Die finnische Variante der Kosmogonie war am Sonnabend, in Auszügen zwar, aber dennoch bezaubernd, im Caputher „Haus der Klänge“ zu hören, einem Privat-Anwesen der Bergstraße, wo Christine Rasch und Jürgen Motog ihrer gemeinsamen Leidenschaft für alles Nordische frönen. Dreimal im Jahr fahren sie in die kalten Klüfte und tundrischen Weiten Skandinaviens, erkunden Folklore und Lebensart der dortigen Völker, sammeln mit Eifer landestypische Instrumente wie auch Musik.

Damit ihr Wissen nicht einsam bleibe, laden sie regelmäßig ins nobel eingerichtete Hinterhaus jenes Namens zu Veranstaltungen ein. Holz im Parterre, ein trefflich ausgebautes Dachgeschoss, dessen Wände Luren, Hörner, Psalmodikon und diverse Kantelen zieren, sozusagen das Ur-Instrument jener Zonen, einer zu zupfenden oder zu streichenden Zither vergleichbar. Vorn eine kleine Bühne mit rotem Vorhang, gegenüber Platz für etwa 20 Besucher. Sanftes Licht, gedämpfte Stimmen, man schlüpfte sogar in Pantoffeln.

Mehr als ein Dutzend waren gekommen, um selber zu hören, „was die Kantele erzählt“. Zaubergesänge in eigener Sache: Wie sie in die Welt gekommen, verloren und neu geschaffen wurde, damit nur Freude und Wissen unter dem Menschengeschlechte sei.

Jürgen Motog, gebürtiger Westfale, spielte auf mehreren Instrumenten dieses Typs, bediente auch Gong und Akkordeon. Besonders das beharrlich wiederholte Leitmotiv wurde schöner, je öfter es erklang. Christine Rasch trug ausgewählte Teile aus der Kalevala vor, dem finnisch-karelischen Nationalepos, darin es von sagenhaften Kämpfen der Vorzeit wimmelt. Sänger hatten das stabgereimte Epos in 50 Gesängen über die Jahrhunderte weitergegeben, die Elias Lönnrot um 1850 in der heute verbindlichen Form niederschrieb. Dazu sang sie Teile daraus im Original, später auch einige nach Art der Vocalise.

Natürlich stand die Erschaffung der Kantele im Vordergrund, eine lange Geschichte aus vorgrauen Zeiten, als sich die Luftfee Ilmatar ins Wasser des Urmeeres begab, und, vom Winde geschwängert, 700 Jahre lang einen Sohn austrug, den großen Zauberer Väinämöinen.
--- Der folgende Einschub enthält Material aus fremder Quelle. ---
PR #8598, opened 2026-05-08
Replace the broken scope diff viewer with a maintained dependency

Eijebong:
The `DiffTextArea` component used by `RoleForm` and `ClientForm` to preview scope edits was rendering incorrectly and was always showing "Files changed (0)". Now because it's using `react-gh-like-diff` which is very out of date, has been unmaintained for 6 years, I didn't bother trying to fix it in place and instead opted into replacing it with `react-diff-viewer-continued` which itself is a maintained version of `react-diff-viewer`. I tried to keep what I think it must've looked like based on the previous styling.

Zur Erinnerung an die Schöpfung der Welt sang jener Sohn der Wassermutter „Lieder von Zauberkraft“ mit Freude, von der man auch am Samstag etwas mehr verspüren wollte. Aus den „Knochen eines Hechtes“ schuf er die erste Kantele, bespannt mit dem Mähnenhaar des Hengstes Hiisi.

Der nordische Orpheus musizierte so schön, dass die Tiere sich tummelten, Föhren sich beugten und Wurzelstümpfe zu tanzen begannen. Als das Instrument verloren ging, baute er aus Birkenholz und dem Haar einer Jungfrau die zweite. Später verschwand Väinämöinen, wo Himmel und Erde sich treffen. Mit „einst wird man mich wieder brauchen “ endete der schöne Vortrag – und man schritt zum Buffet mit original karelischen Spezialitäten im gastfrohen, klingenden Haus.